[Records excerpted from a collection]
::::
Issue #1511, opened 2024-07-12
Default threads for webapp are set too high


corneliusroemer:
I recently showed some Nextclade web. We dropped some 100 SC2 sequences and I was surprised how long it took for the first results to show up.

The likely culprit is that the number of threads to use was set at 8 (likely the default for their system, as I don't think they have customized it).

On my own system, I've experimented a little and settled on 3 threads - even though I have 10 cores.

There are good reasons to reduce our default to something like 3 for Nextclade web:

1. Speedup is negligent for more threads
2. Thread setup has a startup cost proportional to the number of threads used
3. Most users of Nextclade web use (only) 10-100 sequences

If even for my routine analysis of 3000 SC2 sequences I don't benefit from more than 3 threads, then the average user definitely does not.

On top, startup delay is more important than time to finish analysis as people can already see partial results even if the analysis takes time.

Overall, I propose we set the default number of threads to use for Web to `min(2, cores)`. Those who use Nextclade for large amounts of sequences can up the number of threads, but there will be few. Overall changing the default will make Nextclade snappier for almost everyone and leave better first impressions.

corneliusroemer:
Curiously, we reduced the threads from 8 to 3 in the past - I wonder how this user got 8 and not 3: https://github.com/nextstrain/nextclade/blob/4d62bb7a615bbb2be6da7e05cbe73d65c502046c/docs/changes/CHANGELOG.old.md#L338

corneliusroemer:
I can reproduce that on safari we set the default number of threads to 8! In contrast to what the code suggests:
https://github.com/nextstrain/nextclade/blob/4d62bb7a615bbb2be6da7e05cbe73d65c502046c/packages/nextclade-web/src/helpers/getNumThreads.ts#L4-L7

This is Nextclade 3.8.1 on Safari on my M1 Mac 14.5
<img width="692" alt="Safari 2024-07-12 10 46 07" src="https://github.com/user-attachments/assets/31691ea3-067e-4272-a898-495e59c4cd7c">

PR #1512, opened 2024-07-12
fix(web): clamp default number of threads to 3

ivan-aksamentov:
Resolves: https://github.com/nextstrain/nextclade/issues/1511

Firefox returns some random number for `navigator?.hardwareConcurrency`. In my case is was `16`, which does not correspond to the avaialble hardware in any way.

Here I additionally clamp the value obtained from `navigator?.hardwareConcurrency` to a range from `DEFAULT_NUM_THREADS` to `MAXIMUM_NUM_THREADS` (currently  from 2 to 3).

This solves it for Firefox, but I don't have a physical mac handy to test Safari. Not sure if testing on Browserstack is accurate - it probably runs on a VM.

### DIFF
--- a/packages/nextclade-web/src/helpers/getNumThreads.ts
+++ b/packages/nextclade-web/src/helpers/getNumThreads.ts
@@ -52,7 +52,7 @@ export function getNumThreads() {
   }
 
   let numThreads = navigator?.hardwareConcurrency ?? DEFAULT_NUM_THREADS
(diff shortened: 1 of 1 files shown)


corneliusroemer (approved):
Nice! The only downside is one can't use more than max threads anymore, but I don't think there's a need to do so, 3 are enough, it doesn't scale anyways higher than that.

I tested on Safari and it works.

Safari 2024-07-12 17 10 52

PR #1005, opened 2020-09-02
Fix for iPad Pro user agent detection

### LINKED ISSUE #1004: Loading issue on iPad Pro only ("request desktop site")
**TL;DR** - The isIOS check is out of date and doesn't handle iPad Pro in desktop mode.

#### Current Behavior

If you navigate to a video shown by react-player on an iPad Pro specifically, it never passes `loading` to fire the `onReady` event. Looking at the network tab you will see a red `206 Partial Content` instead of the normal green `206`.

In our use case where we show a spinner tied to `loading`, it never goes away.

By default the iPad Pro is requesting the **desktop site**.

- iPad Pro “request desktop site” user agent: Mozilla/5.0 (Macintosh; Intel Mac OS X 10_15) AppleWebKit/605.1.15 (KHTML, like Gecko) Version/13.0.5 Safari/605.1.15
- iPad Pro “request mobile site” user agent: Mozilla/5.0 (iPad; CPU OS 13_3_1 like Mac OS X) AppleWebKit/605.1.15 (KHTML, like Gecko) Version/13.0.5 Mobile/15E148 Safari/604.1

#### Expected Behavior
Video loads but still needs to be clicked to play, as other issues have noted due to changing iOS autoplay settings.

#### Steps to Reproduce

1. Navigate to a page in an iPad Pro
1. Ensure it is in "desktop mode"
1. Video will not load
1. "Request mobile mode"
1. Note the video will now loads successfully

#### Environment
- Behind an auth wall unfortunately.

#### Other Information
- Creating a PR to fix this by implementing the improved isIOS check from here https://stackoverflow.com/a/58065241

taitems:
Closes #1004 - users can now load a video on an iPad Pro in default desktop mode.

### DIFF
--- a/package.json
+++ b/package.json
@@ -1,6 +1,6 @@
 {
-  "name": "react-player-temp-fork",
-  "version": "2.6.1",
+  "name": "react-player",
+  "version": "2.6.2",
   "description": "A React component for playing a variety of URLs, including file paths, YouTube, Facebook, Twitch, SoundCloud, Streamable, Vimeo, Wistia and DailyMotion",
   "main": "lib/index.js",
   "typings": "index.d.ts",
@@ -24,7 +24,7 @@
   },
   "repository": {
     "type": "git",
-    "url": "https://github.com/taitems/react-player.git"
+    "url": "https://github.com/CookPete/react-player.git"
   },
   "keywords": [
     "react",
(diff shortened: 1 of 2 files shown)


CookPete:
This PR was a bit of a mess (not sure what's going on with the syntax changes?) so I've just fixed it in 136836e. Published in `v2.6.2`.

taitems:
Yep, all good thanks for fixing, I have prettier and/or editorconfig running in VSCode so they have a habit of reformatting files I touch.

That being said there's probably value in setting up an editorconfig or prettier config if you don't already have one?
::::
* [YOUR OBJECTIVE] Up to and including the last line above, starting with the line that contains "1. Video will not load", return each line exactly and nothing else.

* [RESPONSE AREA]
1. Video will not load
1. "Request mobile mode"
1. Note the video will now loads successfully

#### Environment
- Behind an auth wall unfortunately.

#### Other Information
- Creating a PR to fix this by implementing the improved isIOS check from here https://stackoverflow.com/a/58065241

taitems:
Closes #1004 - users can now load a video on an iPad Pro in default desktop mode.

### DIFF
--- a/package.json
+++ b/package.json
@@ -1,6 +1,6 @@
 {
-  "name": "react-player-temp-fork",
-  "version": "2.6.1",
+  "name": "react-player",
+  "version": "2.6.2",
   "description": "A React component for playing a variety of URLs, including file paths, YouTube, Facebook, Twitch, SoundCloud, Streamable, Vimeo, Wistia and DailyMotion",
   "main": "lib/index.js",
   "typings": "index.d.ts",
@@ -24,7 +24,7 @@
   },
   "repository": {
     "type": "git",
-    "url": "https://github.com/taitems/react-player.git"
+    "url": "https://github.com/CookPete/react-player.git"
   },
   "keywords": [
     "react",
(diff shortened: 1 of 2 files shown)


CookPete:
This PR was a bit of a mess (not sure what's going on with the syntax changes?) so I've just fixed it in 136836e. Published in `v2.6.2`.

taitems:
Yep, all good thanks for fixing, I have prettier and/or editorconfig running in VSCode so they have a habit of reformatting files I touch.

That being said there's probably value in setting up an editorconfig or prettier config if you don't already have one?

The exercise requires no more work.